Science would favor Du Bois. Today, the mainstream belief among scientists is that race is a social construct without biological meaning. And yet, you might still open a study on genetics in a major scientific journal and find categories like "white" and "black" being used as biological variables.
In an article published today (Feb. 4) in the journal Science, four scholars say racial categories are weak proxies for genetic diversity and need to be phased out
They've called on the U.S. National Academies of Sciences, Engineering and Medicine to put together a panel of experts across the biological and social sciences to come up with ways for researchers to shift away from the racial concept in genetics research.
"It's a concept we think is too crude to provide useful information, it's a concept that has social meaning that interferes in the scientific understanding of human genetic diversity and it's a concept that we are not the first to call upon moving away from," said Michael Yudell, a professor of public health at Drexel University in Philadelphia.

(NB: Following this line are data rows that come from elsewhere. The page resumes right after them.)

PR #301, opened 2021-11-24
AWS SNS Source:check nil address when finalizing

odacremolbap:
When finalizing an SNS Source check if the address has not been set.

### DIFF
--- a/pkg/sources/reconciler/awssnssource/subscription.go
+++ b/pkg/sources/reconciler/awssnssource/subscription.go
@@ -52,10 +52,9 @@ func (r *Reconciler) ensureSubscribed(ctx context.Context) error {
 	status := &src.(*v1alpha1.AWSSNSSource).Status
 
 	isDeployed := status.GetCondition(v1alpha1.ConditionDeployed).IsTrue()
-	url := status.Address.URL
 
 	// skip this cycle if the URL couldn't yet be determined
-	if !isDeployed || url == nil {
+	if !isDeployed {
 		status.MarkNotSubscribed(v1alpha1.AWSSNSReasonNoURL, "The receive adapter isn't ready yet")
 		return nil
 	}
@@ -69,6 +68,7 @@ func (r *Reconciler) ensureSubscribed(ctx context.Context) error {
 			"Error creating SNS client: %s", err))
 	}
 
+	url := status.Address.URL
 	topicARN := typedSrc.Spec.ARN.String()
 
 	subsARN, err := findSubscription(ctx, snsClient, topicARN, url.String())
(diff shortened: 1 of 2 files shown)


tzununbekov (approved):

pkg/sources/reconciler/awssnssource/subscription.go
```diff
@@ -129,8 +129,8 @@ func (r *Reconciler) ensureUnsubscribed(ctx context.Context) error {
 
 	src := v1alpha1.SourceFromContext(ctx)
 
-	url := src.GetStatusManager().Address.URL
-	if url == nil {
+	sm := src.GetStatusManager()
+	if sm == nil || sm.Address == nil || sm.Address.URL == nil {
```
antoineco, line 133: `sm` will never be nil, in case you want to shorten that conditional a little bit:

https://github.com/triggermesh/triggermesh/blob/bd69609b0c5d45a2a5c71f72239bc73d6e6904c5/pkg/apis/sources/v1alpha1/awssns_lifecycle.go#L53

antoineco (approved):
It's surprising to me that the adapter can be "deployed" (ready) and not have an address 🤔 
Have you checked whether that was actually the case in the live cluster?

pkg/sources/reconciler/awssnssource/subscription.go
```diff
@@ -52,14 +52,14 @@ func (r *Reconciler) ensureSubscribed(ctx context.Context) error {
 	status := &src.(*v1alpha1.AWSSNSSource).Status
 
 	isDeployed := status.GetCondition(v1alpha1.ConditionDeployed).IsTrue()
-	url := status.Address.URL
 
 	// skip this cycle if the URL couldn't yet be determined
-	if !isDeployed || url == nil {
+	if !isDeployed || status.Address == nil || status.Address.URL == nil {
```
tzununbekov, line 57: + for Anotine's comment - Isn't `IsDeployed` mean that Address is set?

tzununbekov:
Wouldn't it be more logical to update the failing `ensureUnsubscribed()` function with the `isSubscribed` condition check in the beginning? I believe it would solve the case

odacremolbap:
> It's surprising to me that the adapter can be "deployed" (ready) and not have an address thinking Have you checked whether that was actually the case in the live cluster?

It might be that the instances with the previous incompatible format are behind this.
Anyway, the `FinalizeKind` tries to `ensureUnsubscribed`no matter the readiness, and I think that is the correct behavior. A deployment can be down due to some other reason and we still want the subscription to be removed.

The problem might be that if the object is not ready but was ready before and a subscription was created, the status manager will not inform the address, and the subscription won't be found, hence not removed. That seems a different case to tackle out of this PR, should I open an issue on that?

pkg/sources/reconciler/awssnssource/subscription.go
odacremolbap: yes, removing that one.

odacremolbap:
> Wouldn't it be more logical to update the failing `ensureUnsubscribed()` function with the `isSubscribed` condition check in the beginning? I believe it would solve the case

I think you are very right but here

- Unsubscription operation needs the ARN and Address.
- Deployment true ensures the Address is informed.
- Subscribed true ensures the ARN is informed. 

I think I should be better checking both, which is pretty much the same as asking if the source is ready:

```golang
if sm.IsReady() {
	event.Warn(ctx, ReasonFailedUnsubscribe, "Subscription status incomplete, skipping finalization")
	return nil
}
```

This means that we could be leaking subscriptions if the user runs out of quotas and an SNS pod is evicted, but I think that's something to talk about in a different issue. In general SNS source has a good trade off of cleaning up resources and not dead locking finalizations.

If you don't have concerns on this, I'll go for that code snippet above.

tzununbekov (approved):

PR #313, opened 2021-12-02
Fix Tekton Target's Cryptic Logs

### LINKED ISSUE #242: TektonTarget reaper logs cryptic errors
Seen in the logs of the controller today (formatted for readability):

```json
{
  "level": "info",
  "ts": "2021-11-04T01:31:07.943Z",
  "logger": "triggermesh-controller",
  "caller": "tektontarget/reaper.go:90",
  "msg": "event sending results: {error 26 0  200: }",
  "commit": "b2dcbf2"
}
```

Notice how the following line prints the value returned by [`zap.Error()`](https://pkg.go.dev/go.uber.org/zap#Error) (a struct) instead of either
- passing the error directly as argument to print (`Info("error foo: ", err)`)
- using `Infow()` so that `zap.Error()` actually generates a new "err" key in the structured log entry

_Note: There are many occurrences of this in the same file._

https://github.com/triggermesh/triggermesh/blob/c13be0932d4608455edf31cfb6da07ce96ba492f/pkg/targets/reconciler/tektontarget/reaper.go#L90

See this Go playground for a demo: https://play.golang.org/p/mBWdP3cg1Y__n

JeffNeff:
By using `Infow` and `Fatalw` to correctly print the logs. 

closes #242

### DIFF
--- a/pkg/targets/reconciler/tektontarget/reaper.go
+++ b/pkg/targets/reconciler/tektontarget/reaper.go
@@ -60,7 +60,7 @@ func reaperThread(ctx context.Context, r *reconciler) {
 		for _, ns := range nsl.Items {
 			targets, err := r.targetLister(ns.Name).List(labels.Everything())
 			if err != nil {
-				log.Warnw("unable to retrieve target adapters", zap.Error(err), zap.String("namespace",ns.Name))
+				log.Warnw("unable to retrieve target adapters", zap.Error(err), zap.String("namespace", ns.Name))
 				continue
 			}
 
--- a/pkg/targets/reconciler/tektontarget/reaper.go
+++ b/pkg/targets/reconciler/tektontarget/reaper.go
@@ -40,12 +40,12 @@ func reaperThread(ctx context.Context, r *reconciler) {
 
 	p, err := cloudevents.NewHTTP()
 	if err != nil {
-		log.Fatalw("Failed to create new HTTP based Cloudevent: ", zap.Error(err))
+		log.Fatalw("Failed to create new HTTP based Cloudevent ", zap.Error(err))
 	}
 
 	client, err := cloudevents.NewClient(p)
 	if err != nil {
-		log.Fatalw("Unable to create Cloudevent client: ", zap.Error(err))
+		log.Fatalw("Unable to create Cloudevent client ", zap.Error(err))
 	}
 
 	for {
@@ -53,7 +53,7 @@ func reaperThread(ctx context.Context, r *reconciler) {
 		log.Debug("executing reaping")
 		nsl, err := k8sclient.Get(ctx).CoreV1().Namespaces().List(ctx, v1.ListOptions{})
 		if err != nil {
-			log.Fatalw("Unable to retrieve namespaces: ", zap.Error(err))
+			log.Fatalw("Unable to retrieve namespaces ", zap.Error(err))
 		}
 
 		// search for tektontargets across all namespaces
@@ -71,7 +71,7 @@ func reaperThread(ctx context.Context, r *reconciler) {
 					continue
 				}
 
-				log.Info("Found target: " + t.Namespace + "." + t.Name)
+				log.Info("Found target " + t.Namespace + "." + t.Name)
 				// Send the reap cloudevent
 				cloudCtx := cloudevents.ContextWithTarget(ctx, t.Status.Address.URL.String())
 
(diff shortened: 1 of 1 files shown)


pkg/targets/reconciler/tektontarget/reaper.go
```diff
@@ -71,7 +71,7 @@ func reaperThread(ctx context.Context, r *reconciler) {
 					continue
 				}
 
-				log.Info("Found target: " + t.Namespace + "." + t.Name)
+				log.Infow("Found target: " + t.Namespace + "." + t.Name)
```
cab105, line 74: Do we really need `Infow` here as there isn't a `zap.Error(err)` being passed in as an arg?

pkg/targets/reconciler/tektontarget/reaper.go
```diff
@@ -40,27 +40,27 @@ func reaperThread(ctx context.Context, r *reconciler) {
 
 	p, err := cloudevents.NewHTTP()
 	if err != nil {
-		log.Fatal("failed to create new HTTP based cloudevent: ", zap.Error(err))
+		log.Fatalw("failed to create new HTTP based cloudevent: ", zap.Error(err))
```
odacremolbap, line 43: When using structured logs the error will have its own _field_, we should remove the `: ` at the message.


minor nits: 
- When logging we should capitalize sentences (when passing errors around we do not capitalize).
- `CloudEvent` instead of `cloudevent`
- I am not convinced of the usage of `Fatal`, this code lives in the reconciler and will tear down the whole process. That said, that error is very unexpected to happen and it was there before your PR.

This also applies to the other log fixes in this PR.

```suggestion
		log.Fatalw("Failed to create new HTTP based CloudEvent", zap.Error(err))
```

odacremolbap: Unresolving just in case you didn't noticed the second suggestion.
All log writtings looks like this:

```go
log.Warnw("some message: ", zap.Error(err))
```

The colon should not be there, this is not `log.Warnf("failed to do something: %v", err)` but `log.Warnf` which will render an structured log, using the first string as the `msg` element, and the other parameters as structured details for the log, so `zap.Error(err)` will render as the `error` element. When using JSON it would render something like this:


```json
{"level":"warning","ts":"2021-12-14T13:35:42.152Z","msg":"failed to do something","error":"detailed reason why something failed",...}
```

As you can see, there is no need to add a colon to the `msg`

pkg/targets/reconciler/tektontarget/reaper.go
```diff
@@ -40,27 +40,27 @@ func reaperThread(ctx context.Context, r *reconciler) {
...
-			log.Fatal("Unable to retrieve namespaces: ", zap.Error(err))
+			log.Fatalw("Unable to retrieve namespaces: ", zap.Error(err))
 		}
 
 		// search for tektontargets across all namespaces
 		for _, ns := range nsl.Items {
 			targets, err := r.targetLister(ns.Name).List(labels.Everything())
 			if err != nil {
-				log.Warn("unable to retrieve targets for #{ns.Name}: ", zap.Error(err))
+				log.Warnw("unable to retrieve targets for #{ns.Name}: ", zap.Error(err))
```
odacremolbap, line 63: Not your code, but I am puzzled about this. What does "... #{ns.Name}" do?
Either there is something at zap that I am not aware of or this can be replaced with


```suggestion
				log.Warnw("unable to retrieve target adapters", zap.Error(err), zap.String("namespace",ns.Name))
```

cab105: The syntax inside the log string looks like a ruby in-line variable substitution that has long since been deprecated/removed. Your suggestion makes sense.

odacremolbap (approved):
I'm +1 this, although most logs have a trailing space that would be good to be removed, but I think this is getting too many comments.

Up to you if you want to remove those spaces before the PR gets merged.

pkg/targets/reconciler/tektontarget/reaper.go
```diff
@@ -40,27 +40,27 @@ func reaperThread(ctx context.Context, r *reconciler) {
 
 	p, err := cloudevents.NewHTTP()
 	if err != nil {
-		log.Fatal("failed to create new HTTP based cloudevent: ", zap.Error(err))
+		log.Fatalw("Failed to create new HTTP based Cloudevent ", zap.Error(err))
```
antoineco, line 43: I would still remove the trailing spaces (not just this one, all of them).
Let's ship code in a clean state.

antoineco (changes requested):

antoineco:
Taking over so we can merge this.

antoineco (approved):

PR #319, opened 2021-12-07
Add missing sdk initializer

cab105:
Follow-up to #318  add missing AWS SDK client initialization codebase.

### DIFF
--- a/pkg/targets/adapter/awslambdatarget/adapter.go
+++ b/pkg/targets/adapter/awslambdatarget/adapter.go
@@ -36,18 +36,20 @@ import (
 // NewTarget Adapter implementation
 func NewTarget(ctx context.Context, envAcc pkgadapter.EnvConfigAccessor, ceClient cloudevents.Client) pkgadapter.Adapter {
 	env := envAcc.(*envAccessor)
-	config := env.GetAwsConfig()
 	logger := logging.FromContext(ctx)
 
 	a := MustParseARN(env.AwsTargetArn)
 
-	config = config.WithRegion(a.Region)
+	session := session.Must(session.NewSession(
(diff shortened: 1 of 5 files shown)


pkg/targets/adapter/awslambdatarget/adapter.go
```diff
@@ -60,8 +62,7 @@ type adapter struct {
 	awsArnString string
 	awsArn       arn.ARN
 	config       *aws.Config
```
JeffNeff, line 64:
```suggestion

```

pkg/targets/adapter/awssnstarget/adapter.go
```diff
@@ -59,7 +63,7 @@ type adapter struct {
 	awsArn       arn.ARN
 	config       *aws.Config
```
JeffNeff, line 64:
```suggestion

```

pkg/targets/adapter/awssnstarget/adapter.go
```diff
@@ -59,7 +63,7 @@ type adapter struct {
...
 	session      *session.Session
```
JeffNeff, line 65:
```suggestion

```

odacremolbap (approved):

odacremolbap (approved):
+1 when linter is happy

pkg/targets/adapter/awslambdatarget/adapter.go
cab105: Good catch!

pkg/targets/adapter/awssnstarget/adapter.go
cab105: Another good catch!

PR #417, opened 2022-01-11
IBM MQ build fixes

tzununbekov:
In this PR:

- Buildkit cache disabled to prevent building IBM images with the same binary for the source and the target adapters. The reason for that behavior is not completely clear since we're using cache for go modules only, but the result is reproducible. An example of the CI job with the "Cached" build:
  https://app.circleci.com/pipelines/github/triggermesh/triggermesh/994/workflows/b26c1c56-0d3e-465d-ab4a-7e54d54c6990/jobs/2633?invite=true#step-112-4838
  Ideally, we should bring this cache back as it drastically improves the build time, but for now, to get the working adapter images in the registry we can get rid of it

- Added IBM MQ redis client installation to CodeQL workflow to run analysis in the IBM adapters code

- Golangci's Linter job uses `codeanalysis` build tag to be able to skip analysis on the certain packages

### DIFF
--- a/.golangci.yaml
+++ b/.golangci.yaml
@@ -11,6 +11,8 @@ linters:
 
 run:
   timeout: 10m
+  build-tags:
+    - codeanalysis
 
 linters-settings:
   stylecheck:
--- a/.golangci.yaml
+++ b/.golangci.yaml
@@ -12,7 +12,7 @@ linters:
 run:
   timeout: 10m
   build-tags:
-    - codeanalysis
+  - noclibs
 
 linters-settings:
   stylecheck:
--- a/.circleci/config.yml
+++ b/.circleci/config.yml
@@ -137,7 +137,6 @@ jobs:
           environment:
             KO_DOCKER_REPO: gcr.io/triggermesh
             DIST_DIR: /tmp/dist/
-            DOCKER_BUILDKIT: 1
       - persist_to_workspace:
           root: /tmp/
           paths:
--- a/.github/workflows/codeql.yaml
+++ b/.github/workflows/codeql.yaml
@@ -42,6 +42,7 @@ jobs:
       with:
         languages: go
 
+    # Install IBM MQ redis client required by IBM MQ source and target adapters
     - name: Install IBM MQ client
       run: |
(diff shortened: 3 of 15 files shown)


.golangci.yaml
```diff
@@ -11,6 +11,8 @@ linters:
 
 run:
   timeout: 10m
+  build-tags:
+    - codeanalysis
```
antoineco, line 15: nit: The indentation doesn't match the rest of the file.

About the tag: `codeanalysis` feels obscure to me. How about something that says exactly what this is about, such as `noclibs` ("no C libraries"). It's more versatile and can be used with anything (not just analysis tools).

antoineco (approved):

antoineco (changes requested):
Oh, before I forget, this (and the corresponding `cmd/`) is also breaking the linter:

```console
$ golangci-lint run ./pkg/flow/adapter/xslttransform
WARN [runner] Can't run linter goanalysis_metalinter: buildir: failed to load package help: could not load export data: no export data for "github.com/jbowtie/gokogiri/help"
```

antoineco (approved):
edit: Everything looks OK in the CI, I must be missing some library. Feel free to ignore!

image

tzununbekov:
> Oh, before I forget, this (and the corresponding `cmd/`) is also breaking the linter:
> 
> ```
> $ golangci-lint run ./pkg/flow/adapter/xslttransform
> WARN [runner] Can't run linter goanalysis_metalinter: buildir: failed to load package help: could not load export data: no export data for "github.com/jbowtie/gokogiri/help"
> ```

I cannot reproduce it locally, could you point me to the build job with that issue?

antoineco:
@tzununbekov don't forget to pass the `noclibs` build tag here:

https://github.com/triggermesh/triggermesh/blob/f703e7bb7a852bdf738d2949318fd3c6f294c8a2/.github/workflows/codeql.yaml#L45-L49

tzununbekov:
> @tzununbekov don't forget to pass the `noclibs` build tag here:
> 
> https://github.com/triggermesh/triggermesh/blob/f703e7bb7a852bdf738d2949318fd3c6f294c8a2/.github/workflows/codeql.yaml#L45-L49

Wait, but I added IBM MQ client installation to make CodeQL workflow pass

antoineco:
Right, silly me, I got confused.

Let's see how this goes: https://github.com/triggermesh/triggermesh/actions/runs/1682833900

Yudell said that modern genetics research is operating in a paradox, which is that race is understood to be a useful tool to elucidate human genetic diversity, but on the other hand, race is also understood to be a poorly defined marker of that diversity and an imprecise proxy for the relationship between ancestry and genetics.
"Essentially, I could not agree more with the authors," said Svante Pääbo, a biologist and director of the Max Planck Institute for Evolutionary Anthropology in Germany, who worked on the Neanderthal genome but was not involved with the new paper.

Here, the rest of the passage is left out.